BME Concern partnered with Ripples in Africa in 2011 to deliver women's empowerment projects in West Africa, and, after four years of working together, BME Concern and Ripples In Africa merged and changed its name to Ripples Foundation in 2014.

In 2015, Ripples Foundation was granted 501(c)(3) status by the Internal Revenue Service in the United States (under EIN No. 47-3722946).

== Activities ==

=== Empowering Women ===
Ripples Foundation's Village Women's Enterprise Programme provides resources for village women groups to start and manage their own enterprises, so they can provide food and generate income to sustain their families.

Through its past collaboration with Promasidor, Ripples in Africa won a 2013 SERA award for its "commitment to supporting and collaborating for the empowerment of women." Andrew Enaharo, Head of Legal and Public Relations at Promasidor, said of their partnership with Ripples Foundation: “Our unique partnership with BME Concern (known as Ripples in Africa) reinforces our commitment to creating measurable and quality impact in our communities through our support and collaboration on youth projects, empowering minority/village women, community cohesion, supporting development, village enterprises, education, cottage health services, child poverty, and hunger.”

In September 2015, the CEO Anne Toba attended the Ministry of Women Affairs and Social Development's forum to address the issues that women living in Kano State, Nigeria experience, and to discuss the options for empowerment programs to be delivered in the region.

Today the organisation continues its work in Africa by creating alliances with different partners. Their current projects include training in embroidery, media, animal rearing and farming projects. By delivering training and business financing the organization tries to reach its goal to improve economic outcomes for whole households.

=== Youth Development ===
Ripples Foundation has run several youth projects in Gravesend with local schools to encourage community cohesion through cultural awareness. Ripples has furthermore, in partnership with Promasidor, provided materials needed for playing sports to Cowbell Football Academy in Nigeria. The items, which include leather balls, jerseys, boots, keeper gloves, water bottles, and sports pumps, were presented to the Academy at the Main Bowl of the National Stadium SurulereLinagos on Saturday, February 21, 2015. Twenty-four secondary schools of over 500 students benefited from the donation, supporting children who were interested in the game but could not afford equipment, and keeping them off the streets by engaging them in a meaningful sporting activity with the potential to develop their character. The organization has also provided materials for education and health care for children in communities in Nigeria.
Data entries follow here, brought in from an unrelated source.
PR #383, opened 2026-09-02
fix(.github): validate fork PR numbers in create-comment workflow

ManuelFCastillo:
Same fix as falcosecurity/plugins#1509, for the identical workflow in this repository. Reported in falcosecurity/plugins#1505, where @leogr noted this repo needs it too.

### Problem

The validation in `create-comment.yaml` calls `listPullRequestsAssociatedWithCommit` against `context.repo`, which in a `workflow_run` event is always the base repository. For a pull request opened from a fork the head commit lives in the contributor's fork, so the base repo lookup returns an empty list, `valid_pr_numbers` is empty, and the check can never pass.

Branches pushed directly to this repository are unaffected, which is why it goes unnoticed.

### Change

Ports the approach already in use in falcosecurity/libs (falcosecurity/libs@0501075).

- For same-repo pull requests, `workflow_run.pull_requests` is populated and is used directly.
- For fork pull requests it is always empty, so fall back to `pulls.list` on `context.repo` filtered by `head: "<head_repository.owner.login>:<head_branch>"`.

Both values come from the `workflow_run` payload and are set by GitHub rather than by the fork.

### Why this preserves the original guarantee

`pulls.list` is called on the base repository, so every candidate number is a pull request of this repository by construction. No additional `base.repo` or `head.sha` filtering is needed.

The resulting block is byte-identical to the libs implementation.

🤖 Generated with [Claude Code](https://claude.com/claude-code)

### DIFF
--- a/.github/workflows/create-comment.yaml
+++ b/.github/workflows/create-comment.yaml
@@ -48,15 +48,30 @@ jobs:
 
             // Validate artifact PR number against the workflow_run context
             // to prevent artifact poisoning (cross-issue comment injection).
-            const head_sha = context.payload.workflow_run.head_sha;
-            const {data: associated_prs} = await github.rest.repos.listPullRequestsAssociatedWithCommit({
-              owner: context.repo.owner,
-              repo: context.repo.repo,
-              commit_sha: head_sha,
-            });
-            const valid_pr_numbers = associated_prs.map(pr => pr.number);
+            //
+            // For same-repo PRs, workflow_run.pull_requests is populated.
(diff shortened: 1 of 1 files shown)


leogr:
Same as https://github.com/falcosecurity/plugins/pull/1509, identical to the libs implementation. Thank you 🙏

N.B. The `Yamllint` failure is unrelated to this PR (it only checks `rules/*.yaml`, and it's currently failing on every PR).

/lgtm
/approve

leogr (approved):

Issue #162, opened 2012-12-13
fix for attachment filename problems


kotowicz:
see https://github.com/kotowicz/django-helpdesk/commit/0d84fc39908c28f33c2f1727191d37ff46f0b5f1

we need to ignore non-ascii characters (I had problems with the ° symbol). 
alternatively, we can build a file system safe string by using base64.urlsafe_b64encode but we'll lose the file extension.

PR #393, opened 2016-03-08
panel attachment mime-type error: TypeError

pawelmarkowski:
can't use a string pattern on a bytes-like object

Title changed from TEST to . Null title on attachment upload.

above 2 problems solved

### DIFF
--- a/helpdesk/views/staff.py
+++ b/helpdesk/views/staff.py
@@ -457,7 +457,7 @@ def update_ticket(request, ticket_id, public=False):
     if request.FILES:
         import mimetypes, os
         for file in request.FILES.getlist('attachment'):
-            filename = file.name.encode('ascii', 'ignore')
+            filename = file.name
             a = Attachment(
                 followup=f,
                 filename=filename,
@@ -473,7 +473,7 @@ def update_ticket(request, ticket_id, public=False):
                 files.append([a.filename, a.file])
 
 
-    if title != ticket.title:
+    if title != ticket.title and title != "":
         c = TicketChange(
             followup=f,
             field=_('Title'),


adrianboyko:
I'm running Django 1.8.5  with Python 3 and ran into this problem on every attempt to attach a second file to a ticket (interestingly, the _first_ attachment _always_ works). I applied Pawel's commit to a branch off the 0.1.17 tag and it fixed the problem.

flinz:
Nice catch - and it seems this is not covered by our tests. I will add this to the Testing project.

helpdesk/views/staff.py
```diff
@@ -457,7 +457,7 @@ def update_ticket(request, ticket_id, public=False):
     if request.FILES:
         import mimetypes, os
         for file in request.FILES.getlist('attachment'):
-            filename = file.name.encode('ascii', 'ignore')
+            filename = file.name
```
flinz: Are you sure this change does not break things in python 2.7 when using non-ascii characters in filenames?
The ``'.encode('ascii', ignore')`` effectively removes non-ascii characters from unicode.

flinz:
Upon a little research, it seems that In fact this ecode was introduced as a "fix" a while ago.
See https://github.com/django-helpdesk/django-helpdesk/issues/162

Simply removing it will not solve this issue. I strongly suggest we add a test that covers attachments, also with non-ascii filenames, then propose a solution that passes these tests.

helpdesk/views/staff.py
gwasser: django.utils.six will be required here. Py2/3 handle strings very differently.

pawelmarkowski: It is always a good idea to check. Can not we solve this problem without django.utils.six :)? I think we can :) just check this code on py2.7 it should work even there.

reduxionist:
Closing this PR since, effectively, its contents were merged through #463 and #464.

PR #399, opened 2016-06-21
Changed render_to_response() to render()

mrkiwi-nz:
This should work for django==1.9.4 plus django==1.10

Without this change, in django1.10 the 'user' object is missing from the view rendering context which results in a very hard to track down bug manifesting as ;
"NoReverseMatch: Reverse for 'helpdesk_rss_user' with arguments '('',)' and keyword arguments '{}' not found."
At first glance users may think this is the dots-in-usernames bug, but the username is totally missing.

There is a good chance i'm missing something about why 'user' is missing in the context, after reading the [release notes for django 1.10](https://github.com/django/django/blob/master/docs/releases/1.10.txt) I couldn't see anything obvious.
helpdesk seems to be running fine under django==1.10a1 with these edits.
Regards
Daryl.

### DIFF
--- a/helpdesk/views/api.py
+++ b/helpdesk/views/api.py
@@ -19,7 +19,7 @@ try:
 except ImportError:
     from django.contrib.auth.models import User
 from django.http import HttpResponse
-from django.shortcuts import render_to_response
+from django.shortcuts import render
 from django.template import loader, Context
 import simplejson
 from django.views.decorators.csrf import csrf_exempt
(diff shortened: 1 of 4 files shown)


pawelmarkowski:
Reverse for 'helpdesk_rss_user' with arguments '('admin',)' and keyword arguments '{}' not found. 0 pattern(s) tried: [] -- error from current helpdesk version dj 1.10.4

Issue #400, opened 2016-06-21
django.contrib.sites is required


mrkiwi-nz:
The documentation makes it clear that the following are required

{INSTALLED_APPS = (
    'django.contrib.auth',
    'django.contrib.contenttypes',
    'django.contrib.sessions',
    'django.contrib.sites',
    'django.contrib.admin',  # Required for helpdesk admin/maintenance
    'django.contrib.humanize',  # Required for elapsed time formatting
    'markdown_deux',  # Required for Knowledgebase item formatting
    'bootstrapform', # Required for nicer formatting of forms with the default templates
    'helpdesk',  # This is us!
)}

However ... it's not clear (until you get an error) that django.contrib.sites is a requirement, not an option.

Maybe just a 1-line addition to the docs?

The docs [here] (https://django-helpdesk.readthedocs.io/en/latest/configuration.html) say 

>  '6.  Log in to your Django admin screen, and go to the ‘Sites’ module. If the site example.com is listed, click it and update the details so they are relevant for your website.

Maybe this could be

>  '6. Log in to your Django admin screen, and go to the 'Sites' module (add 'django.contrib.sites' to your installed apps if you haven't allready). Create a new Site, or update example.com so that the details are relevant for your website.

D.

janhh:
Noticed the same. Added a command to my project to update Site object via terminal/bash to make it easier to do scripted deployment. When "Site.domain" wasn't probably configured, the URL in email pointed to wrong domain. I also put "SITE_ID = 1" into settings.py. Would be nice if this was pointed out in the documentation.

mrkiwi-nz:
@janhh : I've created PR #401 - would this solve the issue for you?

PR #401, opened 2016-06-23
Update README.rst

mrkiwi-nz:
Added a line item to alert users that 'django.contrib.sites' is required, and having at least 1 site is required.


mrkiwi-nz:
If merged, this solves #400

Ripples Foundation currently runs training Programmes for young people in Africa to improve their media skills and their embroidery skills to become more employable.

=== Community Development ===
Ripples Foundation's programs tackle issues that are faced by African women and their children every day, such as hunger and lack of medical care, and work to improve their living conditions and alleviate poverty in their community. Ripples Foundation also runs a yearly event in the sponsored villages to provide medical equipment and medicines for the community.

=== Akomi brand ===

In 2015, Ripples Foundation established Ripples Trading and the Akomi brand in order to protect African village women's businesses and make sure that the products, made thanks to the Women's Enterprise Programme, can get a fair price within the global market. Indeed, all Akomi products are grown and processed by women living in small African villages. Proceeds from the sales of Akomi products are given directly to the women who produce them and will be invested back into their enterprises, or used to provide their children and communities with essential medical care and food. Women are producing and selling natural products such as shea butter, moringa oil, dry fish, cocoa butter or black soap.

In May 2016, Ripples Foundation started to launch the Akomi products on the United Kingdom market.